WHAT IS NEEDED:
Where in the records does the word "eliminated" appear? Copy each line that holds it.
[DATA TO EXAMINE]
PR #1077, opened 2026-04-13
feat: enable trace based `println`

mooori:
Context: #1024 

Adds trace-based println support across the compiler pipeline:

- Introduces a new `hir` `PrintLn` op and a `MASM TRACE_PRINT_LN` event
- Adds lowering for `PrintLn` that manages `addr, size` of the string on the operand stack, such that evaluator and debug executor can pick it up.
- Adds WASM debug intrinsics and the SDK `println(&str)` helper to generate that op from Rust.
- Extends the evaluator/debug path to read bytes from memory, decode UTF-8, and collect printed
  lines.

Companion PR in `miden-debug`: [54](https://github.com/0xMiden/miden-debug/pull/54)

### TODO

- [ ] Remove patched `miden-debug` GH dependency once changes in `miden-debug` were released


dialects/hir/src/ops/primop.rs
```diff
@@ -76,3 +76,21 @@ pub struct MemCpy {
...
+#[derive(EffectOpInterface, OpPrinter, OpParser)]
+#[operation(
+    dialect = HirDialect,
+    implements(MemoryEffectOpInterface, OpPrinter)
+)]
+pub struct PrintLn {
+    // There is no write, but without `MemoryEffect::Write`, the `PrintLn` is not lowered to masm.
+    // With `Read` only, `PrintLn` probably gets eliminated since it is not producing a result.
+    #[operand]
+    #[effects(MemoryEffect(MemoryEffect::Read, MemoryEffect::Write))]
```
mooori, line 92: Is there another way to prevent `PrintLn` getting eliminated? Using a fake `Write` is not ideal

eval/src/eval.rs
```diff
@@ -732,6 +732,53 @@ impl Eval for hir::MemCpy {
     }
 }
 
+impl Eval for hir::PrintLn {
```
mooori, line 735: Looks like the evaluator is currently only usable as lib, not as cli. In that case I suppose it's sufficient to make printed lines available programmatically. So no logging/printing to stdout here.

dialects/hir/src/ops/primop.rs
greenhat: Create a new effect? I mean this operation produces a side effect that is handled in the debug executor (prints/logs/whatever).

dialects/hir/src/ops/primop.rs
```diff
@@ -76,3 +76,21 @@ pub struct MemCpy {
...
+
+/// Prints a string to the debug output.
+///
+/// The string bytes are read from memory at the given pointer address and length.
+#[derive(EffectOpInterface, OpPrinter, OpParser)]
+#[operation(
+    dialect = HirDialect,
+    implements(MemoryEffectOpInterface, OpPrinter)
+)]
+pub struct PrintLn {
```
greenhat, line 88: Would it be crazy to think that we should consider a new dialect for this operation?

greenhat (commented):
Looking good! Please see my notes.

dialects/hir/src/ops/primop.rs
bitwalker: I would avoid adding a new effect for just this, and instead remove the effect annotation entirely - this will force analysis to be conservative with respect to this op (i.e. it cannot be presumed to be side-ffect free, and thus removable - and ops with effects cannot be reordered past it).

The effect mechanism is specifically there to opt-in operations to optimization, by declaring that the specific effects those ops have, and thus allowing the optimizer to make decisions about scheduling/reordering/etc. based on the details of those effects. In cases where we explicitly do not want the optimizer to be optimizing a specific op (and especially removing it due to perceived lack of use), it is best to avoid annotating effects at all.

eval/src/eval.rs
bitwalker: Correct, it's intended use is primarily for verifying the behavior of the IR without lowering all the way to MASM, in cases where we can evaluate a program separately from Miden VM (for obvious reasons, we can't use the evaluator with things that require linking against MASM code, or that are dependent on details of the Miden VM that are not defined as part of the IR).

dialects/hir/src/ops/primop.rs
bitwalker: My thought was to place it in the debug dialect that @djolertrk created/was going to create - but since that isn't present in `next`, I think it is fine to put it in `hir` initially, and we can move it later.

codegen/masm/src/emit/primop.rs
```diff
@@ -265,6 +265,26 @@ impl OpEmitter<'_> {
         self.push(ty);
     }
 
+    /// Emit a trace marker for `hir.println`, leaving the operands intact until after the trace.
+    pub fn println(&mut self, span: SourceSpan) {
+        // Leave them on the stack so debug executor can read them.
```
bitwalker: I think this comment is misleading - when we emit ops, the input operands are semantically consumed by the operation we emit as MASM - but in cases like this, where there is no actual op that consumes the operands (in fact, `trace` is not an op at all, but a decorator), it is the `drop drop` that acts as the "real" operation consuming the operands.

So it isn't that we are leaving them on the stack - we aren't - we are consuming the operands via `drop drop` below. The reason why we don't `pop` the operands here like we do elsewhere, is because we want to let the call to `dropn(2)` handle it.

codegen/masm/src/events.rs
```diff
@@ -11,12 +11,21 @@ pub const TRACE_FRAME_START: u32 = 0xf0;
 /// The mnemonic here is F = frame, C = close
 pub const TRACE_FRAME_END: u32 = 0xfc;
 
+/// This event is emitted via `trace`, and indicates that a line should be printed.
+///
+/// The bytes representing the string are expected in memory. The executor reads the start address
+/// and length from the operand stack.
+///
+/// The mnemonic here is ASCII `PLN`.
+pub const TRACE_PRINT_LN: u32 = 0x50_4c_4e;
```
bitwalker: As mentioned in the `miden-debug` PR, I think we should use `PRNT` as the mnemonic

sdk/sdk/src/debug.rs
bitwalker, line 1: I would suggest we also define the `println!` macro, as follows:

```rust
#[macro_export]
macro_rules! println {
    ($message:literal) => {{
        $crate::debug::println($message);
    }};

    ($format:literal, $($arg:tt),+) => {{
        let message = ::alloc::format!($format, $($arg),*);
        $crate::debug::println(&message);
    }}
}
```

Then in downstream crates of the SDK, we can do stuff like:

```rust
use miden_sdk::println;

println!("hello world");

# or

println!("{greeting} {}", greeting = "hello", "world");
```

sdk/sdk/src/lib.rs
```diff
@@ -1,6 +1,9 @@
 #![no_std]
 #![deny(warnings)]
 
+pub mod debug;
+
+pub use debug::println;
```
bitwalker: Let's not export `println` from the root like this - only the `println` macro I outlined above would be exported from the root

sdk/stdlib-sys/src/intrinsics/debug.rs
```diff
@@ -14,10 +17,26 @@ pub fn breakpoint() {
...
+
 /// Sets a breakpoint in the emitted Miden Assembly at the point this function is called.
 #[inline(always)]
 #[track_caller]
 #[cfg(not(all(target_family = "wasm", miden)))]
 pub fn breakpoint() {
     unimplemented!("debug intrinsics are only available when targeting the Miden VM")
 }
+
+/// Prints the string pointed to by `ptr` in the debug executor.
```
bitwalker, line 37: Functions with multiple cfg-dependent definitions should be defined next to each other when possible.

bitwalker (changes requested):
Looks good overall! I left a few notes on changes I'd like to make, but once this is ready, we'll merge it after `miden-debug` ships support for it.

sdk/sdk/src/debug.rs
mooori: Using `format!` is not yet possible as it hits `call_indirect`. I've opened #1102 to track this.

dialects/hir/src/ops/primop.rs
mooori: #1103

sdk/stdlib-sys/src/intrinsics/debug.rs
mooori: Could you clarify what to change? To me it looks like functions are grouped by cfgs.

sdk/sdk/src/debug.rs
bitwalker: That's fine, we can just add the literal-only case for now, and extend it with formatting facilities later

bitwalker: I would still add the format arguments case, but emit `compile_error!("unsupported use of println! with format arguments")` internally

sdk/stdlib-sys/src/intrinsics/debug.rs
bitwalker: The `breakpoint` function is between the two `println` definitions with different `cfg` criteria, I'd normally expect them to be right next to each other so that I can visually compare their behaviors more easily

mooori: Ah now I understand, thanks

codegen/masm/src/emit/primop.rs
mooori: Fixed by 6e92b04?

sdk/sdk/src/debug.rs
mooori: Done and I've also added the following arm:

```
    ($message:expr) => {{
        $crate::debug::println($message);
    }};
```

to enable using the macro as in `debug_executor_println_dynamic.rs`.

mooori:
I've addressed the review comments and rebased on latest `next` to fix build failures related to #1085. Old commits weren't modified, new changes start with commit b111edc.

With `println` now being emitted to the logger and the `trace.printed_lines` field removed, testing has become a bit tricky. It's documented in `tests/integration/tests/README.md`.

bitwalker (approved):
[/DATA TO EXAMINE]
YOUR SOLUTION:
+    // With `Read` only, `PrintLn` probably gets eliminated since it is not producing a result.
mooori, line 92: Is there another way to prevent `PrintLn` getting eliminated? Using a fake `Write` is not ideal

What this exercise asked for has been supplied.